*** Opening Material provided ***
Issue #474, opened 2026-05-20
Game card shows movementPhaseDuration even when deadline_mode is fixed_time


johnpooch:
Reported by a player ("Kitty of Evil") on Discord: they joined a game labelled "24 hours" that became 1-hour-per-phase after the first turn. Investigation on the production DB shows it's a real bug.

## Example game

`the-contest-of-the-boorish-noise` (Classical, 7 humans). Settings on the row:

| Field | Value |
| --- | --- |
| `deadline_mode` | `fixed_time` |
| `fixed_deadline_time` | 16:18 Asia/Kolkata |
| `movement_frequency` | `hourly` ← actual cadence |
| `retreat_frequency` | `hourly` |
| `movement_phase_duration` | `'24 hours'` ← stored but ignored |

Phase 1 ran ~22.5h (first-phase math in `calculate_next_fixed_deadline` adds an hour on top of the next `target_time`); phases 2+ are 1h apart. So the game appeared daily-ish, then turned hourly.

## Bug 1 — game card displays the wrong field

`packages/web/src/components/GameCard.tsx:123`:

```jsx
{variant.name} • {game.movementPhaseDuration || "Resolve when ready"}
```

This shows `movementPhaseDuration` unconditionally. When `deadlineMode === 'fixed_time'` the relevant fields are `movementFrequency` + `fixedDeadlineTime` + `fixedDeadlineTimezone`, not `movementPhaseDuration`. The card reads "Classical • 24 hours" on this game even though it actually resolves hourly.

`DeadlineSummary` already branches on `deadlineMode` and renders the right summary — `GameCard` should reuse that (or a compact variant of it).

## Bug 2 — backend persists an irrelevant value

`service/game/serializers.py` `GameCreateSerializer.validate` (lines 264–286):

```python
if deadline_mode == DeadlineMode.FIXED_TIME:
    # validates fixed_deadline_time / timezone / movement_frequency are set
    ...
else:
    attrs["fixed_deadline_time"] = None
    attrs["fixed_deadline_timezone"] = None
    attrs["movement_frequency"] = None
    attrs["retreat_frequency"] = None
```

The `duration` branch nulls out the fixed-time fields, but the `fixed_time` branch does not null out `movement_phase_duration` / `retreat_phase_duration`. The form's default (`"24 hours"`) gets persisted and is what feeds the misleading game card display. Mirroring the cleanup in the `fixed_time` branch would prevent the inconsistent state in future.

## Suggested fix

[...]

PR #475, opened 2026-05-21
Fix GameCard showing wrong cadence for fixed_time games

JorenC:
GameCard was unconditionally displaying movementPhaseDuration regardless of deadlineMode, causing fixed_time games to show "24 hours" instead of their actual frequency (e.g. "Hourly"). The backend serializer also failed to null out movement_phase_duration when creating fixed_time games, letting a stale form default persist to the database.

I will add some small updates to the GameCard as well - to have correct time for the turns etc, when we're at it.


JorenC:
Fixes #474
*** Closing Material provided ***
Prompt | Tally the lines of the material that hold the word "Classical", and state only that tally.

Result | 2